Maternity Wing Closures in the U.S. South: Impetus and Impact

Maternity Wing Closures in the U.S. South: Impetus and Impact

In recent years, maternity wings[2] in the U.S. have been closing at alarming rates. Since 2018, approximately 300 maternity wings have closed their doors, leaving communities with fewer options for prenatal care, delivery, and postpartum care. People living in areas with no access to maternity care are said to live in “maternity care deserts.” Nationwide, approximately 2 million birthing people live in maternity care deserts, and an additional 3.5 million live in counties with one or fewer hospitals or birth centers that provide obstetric care.While maternity care deserts exist across the U.S., they are particularly common in rural communities, especially in Southern states. The lack of access to maternity care in the South has resulted in some of the highest rates of preventable pregnancy-related deaths nationwide. Additionally, the region’s inconsistent policies, specifically pertaining to abortion and Medicaid expansion, exacerbate the effects of the maternity care deserts by further limiting access to essential care.

There are a variety of reasons for maternity wing closures, including declining birth rates and staffing shortages. Hospitals have also shared concerns about inadequate reimbursement from Medicaid, which funds 41% of all U.S. births. In some hospitals, more lucrative services like neonatal intensive care units (NICUs) help supplement the financial losses from Medicaid births. However, many hospitals, especially rural hospitals, lack NICUs. These converging financial pressures have pushed many hospitals to close their maternity wings, sometimes in order to keep the rest of the hospital open.

Without maternity wings, OB-GYNs, nurses, and midwives are forced to leave rural communities. This compounds the ongoing exodus of these providers from states that have restricted abortion post-Dobbs. These abortion bans are especially prevalent in the South, which already had high concentrations of maternity care deserts pre-Dobbs. The lack of employment opportunities for maternity providers and hostile political climate have helped further perpetuate provider shortages, making this critical care increasingly inaccessible for many.

The abortion bans in the Southern states also mean that more unwanted pregnancies are being carried to term. Not only are these individuals denied abortions, but they sometimes cannot access prenatal care once they are forced to keep their pregnancies. These individuals are said to live in a “double desert.” Approximately 3.7 million birthing people in the U.S. live in double deserts, with the largest concentration being in the South. This has had a devastating impact on communities, resulting in more preterm births. The connection between abortion care and maternity care is clear. While a few policymakers have supported efforts to expand the social safety net through programs like Temporary Assistance for Needy Families to financially support new parents in the wake of eliminating abortion access, these efforts have largely not gone anywhere. Further, these efforts do not address the specific needs of those who now live in double deserts.

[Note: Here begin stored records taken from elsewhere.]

PR #318, opened 2016-04-23
Add missing signals for SpinButton

GuillaumeGomez:
cc @EPashkin


src/signal.rs
```diff
@@ -1706,34 +1707,111 @@ mod editable {
...
+                let f: Box<Box<Fn(&SpinButton, ScrollType) + 'static>> =
+                    Box::new(Box::new(change_value_func));
+                connect(self.to_glib_none().0, "change_value",
+                        transmute(change_trampoline as usize), Box::into_raw(f) as *mut _)
+            }
+        }
 
-    impl SpinButton {
-        pub fn connect_input<F: Fn(&SpinButton, &mut f64) -> Result<bool, ()> + 'static>(&self, f: F) -> u64 {
+        fn connect_input<F>(&self, f: F) -> u64
```
GuillaumeGomez: Could you take a look here @gkoz?

src/signal.rs
```diff
@@ -1706,34 +1707,111 @@ mod editable {
...
+
+    unsafe extern "C" fn change_trampoline(this: *mut GtkSpinButton,
+                                           scroll: ScrollType,
+                                           f: &Box<Fn(&SpinButton, ScrollType) + 'static>) {
+        callback_guard!();
+        f(&from_glib_none(this), scroll)
     }
 
-    unsafe extern "C" fn input_trampoline(this: *mut GtkSpinButton, new_value: *mut c_double, f: gpointer) -> c_int {
+    unsafe extern "C" fn input_trampoline(this: *mut GtkSpinButton,
```
GuillaumeGomez: And here too please @gkoz.

src/signal.rs
```diff
@@ -1706,34 +1707,111 @@ mod editable {
     }
 }
 
+pub trait SpinButtonSignals {
```
EPashkin: IMHO trait don't needed

GuillaumeGomez: It's just to be consistent with the other signals in this file.

EPashkin: Them may be `mod gl_area` need fixing?

GuillaumeGomez: If it's in this file, then yes. Want me to do it in this PR as well? Or I open a new one?

EPashkin: It in this file, only one without `xxSignals`.
Not sure, that it really need be fixed. IMHO better wait for gkoz.

gkoz:
Regarding the `input` signal. Should it be `Fn(&SpinButton) -> Option<Result<f64, ()>>`?
That is, first of all the signal handler has a choice of either trying to convert the value or just reacting to the signal. If it doesn't convert it `None` is returned (this corresponds to `Inhibit(false)`). If it does attempt conversion, then it's `Some(result)` (inhibiting the default handler).

EPashkin:
@gkoz Your closure variant much better.
@GuillaumeGomez Change it please, and I fix example.

GuillaumeGomez:
Updated.

src/signal.rs
```diff
@@ -1706,34 +1707,117 @@ mod editable {
...
-            Err(_) => GTK_INPUT_ERROR,
+        f(&from_glib_none(this), scroll)
+    }
+
+    unsafe extern "C" fn input_trampoline(this: *mut GtkSpinButton,
+                                          new_value: *mut c_double,
+                                          f: &Box_<Fn(&SpinButton) -> Option<Result<f64, ()>> + 'static>)
+                                          -> c_int {
+        callback_guard!();
+        if let Some(v) = f(&from_glib_none(this)) {
```
EPashkin: Not better add one  `match` ?

EPashkin:
Also needed ignoring generating signals and Regen.

src/signal.rs
GuillaumeGomez: You gave me an idea actually! Hold on!

GuillaumeGomez:
@EPashkin: In just one match now. :D

src/signal.rs
```diff
@@ -1706,34 +1707,114 @@ mod editable {
...
             unsafe {
-                let f: Box_<Box_<Fn(&SpinButton, &mut f64) -> Result<bool, ()> + 'static>> = Box_::new(Box_::new(f));
+                let f: Box_<Box_<Fn(&SpinButton) -> Option<Result<f64, ()>> + 'static>> = Box_::new(Box_::new(f));
                 connect(self.to_glib_none().0, "input",
                         transmute(input_trampoline as usize), Box_::into_raw(f) as *mut _)
             }
         }
+
+        fn connect_output<F>(&self, output_func: F) -> u64
+        where F: Fn(&SpinButton) -> bool + 'static {
```
gkoz: It looks like the return type here has to be `Inhibit`.

EPashkin:
@GuillaumeGomez It much better.

src/signal.rs
GuillaumeGomez: Then `Inhibit` it'll be.

EPashkin: Why `Inhibit` ?
```
Returns
TRUE if the value has been displayed
```

EPashkin: Due `_gtk_boolean_handled_accumulator` in code?

GuillaumeGomez: So... Do I change it or not?

gkoz: > Due `_gtk_boolean_handled_accumulator` in code?

Yes, the documentation fails to make the semantics clear sometimes but the use of this accumulator strongly suggests `Inhibit`.

GuillaumeGomez:
I regenerated and added the `Inhibit` return.

gkoz:
Out of curiosity why does the generator not generate `connect_wrapped`? The signature seems basic and I don't see any `ignore` directives.

gkoz:
Um looks like it actually does generate four signals.

EPashkin:
@GuillaumeGomez fix this please, it must be `[[object.signal]]`
```
[[object]]
name = "Gtk.StatusIcon"
status = "generate"
    [[object.function]]
    pattern = ".+" #not all generated
    ignore = true
```

EPashkin:
"Regen" again with different version of `gir` :(

GuillaumeGomez:
Updated `Gir.toml` file and regenerated.

EPashkin:
Thanks, but add "Update gir" commit please if you regen with `gir (af5277e)`

GuillaumeGomez:
I don't have the "original' regen commit, the new one is with `gir (af5277e)`.

EPashkin:
Seems we have some misunderstanding.
I asked you updating git sub-module, same as you do in 64fcc0730c8a84b239ad3ea9c210aebd62e23c35

GuillaumeGomez:
Totally misunderstood, indeed. ^^'

EPashkin:
Other misunderstanding: we need ignore generation of spinbutton's signals.

GuillaumeGomez:
All updated.

EPashkin:
Thanks. @gkoz merge this please

gkoz:
Thanks!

Maternity wing closures also create several pressing health equity concerns. The shortage of facilities and providers has left many birthing people with no choice but to drive over 40 minutes to access maternity care. Some pregnant people are even temporarily relocating in order to be closer to their maternity provider. Obviously, temporary relocation is not something everyone can afford to do. Geographic isolation from comprehensive care increases the risk of complications and death. Many low-income birthing people do not have reliable transportation or the financial resources to drive long distances to and from appointments. One pregnant woman shared her difficult experience of having to decide whether to spend money on gas to get to and from her prenatal care appointments or pay her other bills. She is not alone.

These closures have also disproportionately impacted Black, Indigenous, and other People of Color (BIPOC) birthing people, who often experience adverse birth outcomes, including death, due to inadequate pregnancy care, racism, and chronic stress caused by racism and discrimination. This is especially true in the South. The CDC has reported that Black birthing people are almost three times more likely to die from pregnancy-related causes than their white counterparts. While the White House has initiated a response to this health equity crisis, efforts to address maternity care deserts have largely bypassed Black, rural, Southern birthing people. Policymakers must be more intentional about addressing maternity care deserts through an intersectional lens – that is, taking into account all of the different ways in which a birthing person may be affected by a lack of access to maternity care. This framework would force policymakers to take into account not only gender and geography, but also ethnicity and income, to more holistically address this crisis.

The urgency of maternity wing closures cannot be overstated. These closures are perpetuating inequities among birthing people and negatively impacting already dismal birth outcomes nationwide. This is especially true of Southern states which are often impacted not only by maternity care deserts, but also by abortion bans which further hinder access to care. Policymakers must take necessary steps to ensure that all birthing people have access to comprehensive and convenient maternity care.

[1] Cheyenne Peters (she/her) was a legal intern at the National Health Law Program in summer 2024. She is currently a 3L at the University of Tennessee College of Law.

[2] NHeLP strives to use gender inclusive language to accurately reflect the scope of people with various pregnancy care needs and related experiences. We employ “maternity care” in instances when necessary to accurately reference legal terms or cisgender women-centered research and to honor how advocates or groups self-identify. More inclusive policy language and research is needed to better service the needs of all people who need equitable access to pregnancy care.